# 07 Lexus 350 remote start prob.



## kruegerklan (Feb 23, 2009)

intermitent sucess with the Prestige Model APS 687a remote start. Sometimes it starts but then when I get in the car and step on the brake it shuts off. Any help?:


----------



## lcurle (Oct 5, 2008)

is it an automatic?


----------



## kruegerklan (Feb 23, 2009)

yes automatic


----------



## lcurle (Oct 5, 2008)

your kill switch is wired into your brakes....try inserting the key and turning the ignition to the on position and see if that fixes your problem. It will shut off when you step on the brakes because that is what you have to do to engage the transmission, but there is no key in the ignition at that time...therefore ; engine == stop()


----------



## kruegerklan (Feb 23, 2009)

there is no key on the Lexus ES350, it's a push button to start


----------



## lcurle (Oct 5, 2008)

my bad, do you have the key in your pocket or do you put it somewhere else when you are in the car.
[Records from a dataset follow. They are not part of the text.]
PR #2538, opened 2023-07-31
chore(StepIndicator): refactor to functional component and typescript

joakbjerk:


packages/dnb-design-system-portal/src/docs/uilib/components/step-indicator/properties.mdx
```diff
@@ -10,23 +10,28 @@ showTabs: true
...
 | `on_item_render`                            | _(optional)_ callback function to manipulate or wrap every item. Has to return a React Node. You receive an object you can use in your custom HOC `{ StepItem, element, attributes, props, context }`.                                                     |
+| `on_click`                                  | _(optional)_ Will be called once the user clicks on the current or another step. Will be emitted on every click. Returns an object `{ event, item, current_step, currentStep }`.                                                                           |
+| `on_change`                                 | _(optional)_ Will be called once the user visits actively a new step. Will be emitted only once. Returns an object `{ event, item, current_step, currentStep }`.                                                                                           |
```
langz, line 20: I see that we have and use both `current_step` and `currentStep`.
Do we need both? Or would just one suffice?

joakbjerk: I feel like sticking to `currentStep` would be the best, since it follows the camelCase format that we are going to be using when we rid ourselves of `Webcomponent` legacy code. The only reason I have left `current_step` there is because it might lead to a breaking change if we remove it 😅

joakbjerk: Maybe adding a deprecation warning to `current_step` in the callback function could be a first step in that direction in this PR?

langz: I see, makes sense 👍 
For this PR, to include it in v10, maybe we could do as @tujoworker did in https://github.com/dnbexperience/eufemia/pull/2585/files ?
Like add info about it in v11 docs, and add a lot of comments in our code that `current_step` will be deprecated as of v11?

Thoughts @tujoworker?

packages/dnb-eufemia/src/components/step-indicator/StepIndicatorContext.tsx
```diff
@@ -0,0 +1,295 @@
...
+import { onMediaQueryChange } from '../../shared/MediaQueryUtils'
+import {
+  StepIndicatorData,
+  StepIndicatorDataItem,
+  StepIndicatorMode,
+  StepIndicatorProps,
+} from './StepIndicator'
+import { StepIndicatorItemProps } from './StepIndicatorItem'
+
+// We use this array to filter out unwanted
```
langz, line 19:
```suggestion
// We use this array to filter out unwanted properties
```

packages/dnb-eufemia/src/components/step-indicator/StepIndicatorContext.tsx
```diff
@@ -0,0 +1,295 @@
...
+    <StepIndicatorContext.Provider value={contextValue}>
+      {props.children}
+    </StepIndicatorContext.Provider>
+  )
+}
+
+/**
+ * Like "Object.assign" – but safe
+ * A new falsy value will not be used, if it exists already
+ * Also,
```
langz, line 269:
```suggestion
```

langz (approved):
Gave it some testing, and it works like a charm ⭐ 
Great work in the "refactor to functional component and typescript assembly line" 🧑‍🏭 🔨 

We might consider adding a few comments about the "tobe deprecated" current_step property, to make it easier for us to remember to deprecate it in the upcoming v11 release ☺️

packages/dnb-design-system-portal/src/docs/uilib/components/step-indicator/properties.mdx
tujoworker: We could use the situation to integrated `withSnakeCaseProps`. With this we can rewrite the component to camelCase, but still support the old props. We use this a couple of places already (Slider and Tooltip). There is also a helper for types called `ToSnakeCasePartial`.
But should probably be done in a separate PR.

There are sensors on the door jam that trigger when the key passes the wireless barrier.


----------



## kruegerklan (Feb 23, 2009)

thanks, got it figured out, moved the connection to the brake wire and chnged the location of the ignition wired source, works fine. Problem was the orginal key fob wasn't seen when I stepped on the brake.


----------



## jaggerwild (May 21, 2007)

WOW,
It's cars like this make me glade I stopped installing!


----------



## lcurle (Oct 5, 2008)

in the words on the Fonz....Ehhhh


----------